Question

Can someone explain why this happens?

Say we have a function of `x`, for example `y=x^(1/2)`, we can also write this as `x=y^2`

By taking the derivative of `y=x^(1/2)`, we get `y'=x^(-1/2)/2`

By implicity differenciating `y^2=x` we get `y'=1/(2y)`

If we make `1/(2y)=x^(-1/2)/2` and rearrange to make `y` the subject, we get `y=x^(1/2)`, which was the original function.

However, for other functions, i.e. `y=sqrt(arcsin(x))` the function for equating both differentials gives a graph which include `y=sqrt(arcsin(x))` along with some other stuff.

Answer 1

You should get the same graph as the original function.

Explanation:

If `y = sqrt(arcsin(x))`

`{dy}/{dx} = 1/(2sqrt((1-x^2)arcsin(x)))`

On the other hand, we can write the first equation as

`x = sin(y^2)`

Differentiating implicitly gives

`1 = cos(y^2) (2y) {dy}/{dx}`

or

`{dy}/{dx} = 1/(2ycos(y^2))`

If you want to equate the 2 "different" `{dy}/{dx}` to verify that they are the same, go ahead.

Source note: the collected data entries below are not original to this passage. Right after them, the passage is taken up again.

PR #1311, opened 2018-05-14
bugfix: make the daemon exit happy

fuweid:
When the daemon server fails, the process will be hang because the
no-one closes the channel. We should exit.

Make the daemon exit happy.

NONE

Basically, we should run the daemon main in new goroutine and wait for it to exit. Based on this, we can receive the signal and clean it up. 

Use available port and it should be success.

```
pouchd --listen tcp://localhost:5000 --debug
```

Use used port and it should be fail

```
python -m SimpleHTTPServer 5000 &
pouchd --listen tcp://localhost:5000 --debug
```

@allencloud , @HusterWan and @rudyfly 

Should we need to clean it up like `sigHandle` when we receive error from `Run()`?

cc @shaloulcy

### DIFF
--- a/main.go
+++ b/main.go
@@ -181,12 +181,26 @@ func runDaemon() error {
 
 	// initialize signal and handle method.
 	var (
-		waitExit = make(chan struct{})
-		signals  = make(chan os.Signal, 1)
+		errCh    = make(chan error, 1)
+		signalCh = make(chan os.Signal, 1)
 	)
-	signal.Notify(signals, syscall.SIGINT, syscall.SIGQUIT, syscall.SIGTERM, syscall.SIGHUP)
+
+	// new daemon instance, this is core.
+	d := daemon.NewDaemon(cfg)
+	if d == nil {
+		return fmt.Errorf("failed to new daemon")
+	}
+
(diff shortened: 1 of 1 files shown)


main.go
```diff
@@ -181,37 +181,40 @@ func runDaemon() error {
...
-	return err
+		for _, handle := range sigHandles {
+			if err := handle(); err != nil {
+				logrus.Errorf("failed to handle signal: %v", err)
+			}
+		}
+
+		os.Exit(1)
+	case err := <-errCh:
+		// FIXME: should we do the cleanup like signal handle?
```
HusterWan: I think we also should do cleanup when daemon exited.  
I do not know if this case will happen:  pouchd panic and return error, then we should make the daemon exit gracefully. WDYT ?

rudyfly:
LGTM, and add TODO when server cause error, what to do cleanup.

main.go
fuweid: Agree. But for now, we should hold the scope like @rudyfly said. Refactor the code in the following PR. WDYT?

fuweid: Confirm with @HusterWan , let us add TODO here.

PR #1322, opened 2018-05-15
bugfix: markStopped may failed, will cause container status not right

HusterWan:

`markStoppedAndRelease` do three things now:

  1. change  container status to `stopped`
  2. close container io
  3.  delete container networks

`2` and `3` may failed, it will make container status not changed, so we should ensure container status can be synced as soon as possible


yyb196:
LGTM

PR #131, opened 2017-01-14
make the handbook compile on modern LaTeX distributions

andlaus:
TeXLive 2016 complains about \it and \bf.

Also, this patch adds a simple bash script to create the handbook from its LaTeX sources. Note that this script does *not* attempt to detect if all prerequisites (in terms of binaries and LaTeX packages) are properly available.

### DIFF
--- a/doc/handbook/models.tex
+++ b/doc/handbook/models.tex
@@ -16,7 +16,7 @@ systems is straightforward and can be found, e.\ g., in
 \subsection{Basic Definitions and Assumptions for the Compositional
   Model Concept}
 \textbf{Components:}
-The term {\it component} stands for constituents of the phases which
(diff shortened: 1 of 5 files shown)


doc/handbook/models.tex
```diff
@@ -16,7 +16,7 @@ \section{Physical and mathematical description}
 \subsection{Basic Definitions and Assumptions for the Compositional
   Model Concept}
 \textbf{Components:}
-The term {\it component} stands for constituents of the phases which
+The term \textit{component} stands for constituents of the phases which
```
pgdr: should probably be `\emph{·}`

andlaus: right. my LaTeX foo is not too advanced. I'll make a PR.

PR #133, opened 2017-01-16
handbook: use more sensible options for the hyperref package

andlaus:
this gets rid of the ugly red and green boxes around references. Note that for some reason, hyperlinks do not seem to work anyway and that using pdflatex directly does not work either :/

### DIFF
--- a/doc/handbook/build-handbook.sh
+++ b/doc/handbook/build-handbook.sh
@@ -1,11 +1,11 @@
 #! /bin/sh
 
-# this script build the eWoms handbook from its LaTeX sources. The
+# this script builds the eWoms handbook from its LaTeX sources. The
 # result file is called "ewoms-handbook.pdf"
 
-latex ewoms-handbook
-bibtex ewoms-handbook
-latex ewoms-handbook
-latex ewoms-handbook
-dvipdf ewoms-handbook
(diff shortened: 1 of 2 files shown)


doc/handbook/build-handbook.sh
```diff
@@ -1,11 +1,11 @@
...
-# this script build the eWoms handbook from its LaTeX sources. The
+# this script builds the eWoms handbook from its LaTeX sources. The
 # result file is called "ewoms-handbook.pdf"
 
-latex ewoms-handbook
-bibtex ewoms-handbook
-latex ewoms-handbook
-latex ewoms-handbook
-dvipdf ewoms-handbook
+latex ewoms-handbook || exit $?
```
pgdr: you could consider using `pdflatex` to generate the pdf immediately.

andlaus: I tried that, unfortunately it did not work. I guess this is because some pictures of the (Dumux inherited) tutorial use pstricks to place their labels. Possibly, I should do the work to get rid of them (IIRC the same is somehow possible with pdflatex using some inkscape plugin), but I'm a lazy bastard and the handbook is not very high on my list of priorities ;)

PR #135, opened 2017-01-17
Use copy instead of processing eclipse data for duplicating grid.

blattms:
Due to the nature of CpGrid (manages one shared pointer to the equil/global grid and after load balancing another one to the distributed grid) simply copying the grid before load balancing should be faster as it only adjusts one shared pointer.


andlaus:
thanks.

PR #137, opened 2017-01-18
Sets up a correct map from element to interior element index.

### LINKED ISSUE #105: PR #101 changed semantics and introduced memory bugs
As my comments in that PR were not honored. Here is another try:
[lines 245 ff](/andlaus/ewoms/blob/99f281484667c858e1a8137773c12347eff6723d/ebos/collecttoiorank.hh#L245-L248) seem to be a buggy change of semantics. Note that only interior entities were pushed previously (resulting in a map of entity index (by traversal) to interior entity index (by traversal). The size of localIndexMap_ is never set.

```
(gdb)
#0  Ewoms::CollectDataToIORank<Ewoms::EclCpGridManager<Ewoms::Properties::TTag::EclFlowProblem> >::CollectDataToIORank (this=0x1bad038, gridManager=...)
    at /home/mblatt/src/dune/opm/ewoms/ebos/collecttoiorank.hh:247
247                             localIndexMap_[elemIdx] = elemIdx;
(gdb) p elemIdx
$5 = 1
(gdb) p localIndexMap_
$6 = std::vector of length 0, capacity 165
(gdb) 
```

blattms:
I assume that is what the code should do. Not 100% sure though.
It also closes #105 by actually resizes the arrays we store values using random access in.

### DIFF
--- a/ebos/collecttoiorank.hh
+++ b/ebos/collecttoiorank.hh
@@ -120,6 +120,7 @@ namespace Ewoms
                     indexMap.resize( localSize );
                     for( size_t i=0; i<localSize; ++i )
                     {
+                        assert( localIndexMap_[ i ] != -1 );
                         const int id = distributedGlobalIndex_[ localIndexMap_[ i ] ];
                         indexMap[ i ] = globalPosition_[ id ] ;
 #ifndef NDEBUG
@@ -227,6 +228,7 @@ namespace Ewoms
 
                 // store the local Cartesian index
                 IndexMapType distributedCartesianIndex;
+                int interiorElementIdx = 0;
                 distributedCartesianIndex.resize(gridSize, -1);
 
                 auto localView = gridManager.grid().leafGridView();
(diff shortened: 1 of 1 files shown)


blattms:
It turns out that my changes raise an assertion in a sequential run. Why is this code even executed in this case?

andlaus:
thanks, will merge.

> Why is this code even executed in this case?

I can't tell you for sure, but I guess it is easier to just create this object unconditionally.

blattms:
I said

> It turns out that my changes raise an assertion in a sequential run

Your merge might have been a bit premature...

andlaus:
yeah, but I understood that the PR has been updated to fix it...

andlaus:
anyway, stand-alone ebos and flow_ebos seem to work with optimizations in sequential mode, so this is not a big deal IMO...

blattms:
I would not be so sure that everybody uses `-DNDEBUG` when compiling OPM. I only set this for benchmarking.

PR #138, opened 2017-01-18
Switch of collecting data in non-parallel run.

blattms:
Might save some time, space, and suprises.

Completes #137. @andlaus merges faster than I commit.

### DIFF
--- a/ebos/collecttoiorank.hh
+++ b/ebos/collecttoiorank.hh
@@ -177,8 +177,14 @@ namespace Ewoms
 
         CollectDataToIORank( const GridManager& gridManager )
             : toIORankComm_( ),
-              isIORank_( gridManager.grid().comm().rank() == ioRank )
+              isIORank_( gridManager.grid().comm().rank() == ioRank ),
+              isParallel_( gridManager.grid().comm().size() > 1 )
         {
+            if ( !isParallel_ )
+            {
+                // no need to collect anything.
+                return;
+            }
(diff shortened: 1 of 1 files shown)


blattms:
and gets rid of the assertion mentioned in #137

andlaus:
push green if you deem it to be ready.

blattms:
I will not self merge. Otherwise I cannot complain about that in the future anymore.

atgeirr:
Now *that* is a deadlock...

andlaus:
> I will not self merge. Otherwise I cannot complain about that in the future anymore.

ok, I'll merge, but I refuse to be responsible for any breakage.

atgeirr:
> ok, I'll merge, but I refuse to be responsible for any breakage.

I think a maintainer will always at least share the responsibility for handling a situation where things break, unless bullied by the PR author to merge :-) (I do not think that is the case here.)

More to the point: did you check this @andlaus, by reading or running the code, or both?

andlaus:
Well, I think that the author of a patch has a certain responsibility to test and self-review the stuff before opening a PR. (at least myself has been doing this for my PRs during the last few years as you've doubtlessly noticed. ;))

I looked at the code, and it nothing seemed to be obviously wrong, but I usually only compile stuff in optimized mode and I do not run flow_ebos in parallel because the latter does not work yet anyway. (the first point was also true for #137, BTW.)

PR #141, opened 2017-01-18
Fix extra warnings

andlaus:
this PR fixes a few warnings that are produced by GCC if it is passed `-Wextra` and removes the "evaluation point" concept from the intensive quantities. the latter potentially makes things a tiny bit faster because eight bytes are shoved of the intensive quantities object.


andlaus:
jenkins build this please

PR #142, opened 2017-01-18
ebos: fix the interactions between SWATINIT and threshold pressures

andlaus:
hopefully this makes standalone `ebos` arrive at the same initial condition as `flow_ebos` if both, SWATINIT and threshold pressures are enabled. (we need to calculate the initial condition if threshold pressures as well as SWATINIT are enabled. `ebos` and `flow_ebos` diverged after OPM/opm-core#1129.)

the proposed patch is a kludge IMO, but in the light that in my opinion, SWATINIT and threshold pressures are both physically not justified and given the fact that SWATINIT must not be considered for
the threshold pressures should be considered to be a bug of the reference simulator, I think the patch is okay.

I ran "model 2" on `flow_ebos` with this and the results and performance are identical.

### DIFF
--- a/ebos/eclequilinitializer.hh
+++ b/ebos/eclequilinitializer.hh
@@ -31,6 +31,7 @@
 #include <ewoms/common/propertysystem.hh>
 
 #include <opm/material/fluidstates/CompositionalFluidState.hpp>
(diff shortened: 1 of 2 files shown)


andlaus:
jenkins build this please

PR #144, opened 2017-01-19
Start using face geometry computed the Ecl way

totto82:
Face centers are computed using the cell corners. With this
implementation the face center seen from a cell may be different from the
face center seen from its neighbor.

Face normals with area lengths are calculated using the face corners
directly not using a triangulation point in the center of the face.

This gives transmissibility almost equal to eclipse.

Depends on OPM/opm-grid#261


andlaus:
no objections. whoever merges OPM/opm-grid#261 has the button.

andlaus:
jenins build this opm-grid=261 please

andlaus:
ok, this seems to be all ready. thanks for the great work Mr Holmes, err @totto82.

PR #147, opened 2017-01-26
EclCpGridManager: export the transmissibilities of the sequential grid

andlaus:
This only makes these transmissibilities available for parallel computations. The reason is that in the  sequential case, they do not need to be computed during grid creation and they are are also accessible via the problem object.


andlaus:
jenkins build this with downstream please

andlaus:
with the CI systems happy and this patch being unlikely to break existing code, I'll merge.

PR #150, opened 2017-02-07
Avoid ambiguous call of std::abs.

dr-robertk:


andlaus:
thanks. in which context did this fall on your feet?

PR #143, opened 2017-01-18
localIndexMaps in CollectToIORank need to be lists of interior element indices.

blattms:
Correct version of #137 that gets reverted with this PR,

When comparing the code with `ParallelDebugOutput.hh` (the source for copy and paste) I realized that #137 must be wrong as these arrays get passed to `P2PCommunicator` and therefore should look the same in both cases.

I conclude that reserving memory instead of resizing the vector was correct, but we have to use `push_back` to populate the vector to get a list of interior element indices. That is the input P2PCommunicator seems to need.

@dr-robertk should probably have a look at this, too.

Patch is tested together with #140 that I will open again as it is needed, too.

PR #152, opened 2017-02-10
When EnableEclOutput is false the EclWriter should not be created.

dr-robertk:
This fixes a problem with collecttoiorank which needs to be investigated
separately. The corresponding PR is #143 which does not seem to work yet.


andlaus:
the patch looks good and because travis is happy, there's not much reason to hold it back. thanks.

`1/(2sqrt((1-x^2)arcsin(x))) = 1/(2ycos(y^2))`

Simplifying it gives

`(1-x^2)arcsin(x) = y^2cos^2(y^2)`

which seem complicated but notice that the original equation `y=sqrt(arcsin(x))` is a solution (which should be the case)

Answer 2

I think I understand.

Explanation:

If I graph

`1/(2sqrt((1-x^2)arcsinx)) = 1/(2sqrtarcsinxcosy^2)`

I get:

The little blue piece is `y = sqrtarcsinx`

For `y = sqrtarcsinx`, the restrictions are `x in [0,1]` and `y in [0, sqrt(pi/2)]`

There is no such restriction on the `y` values for `1/(2sqrt((1-x^2)arcsinx)) = 1/(2sqrtarcsinxcosy^2)`.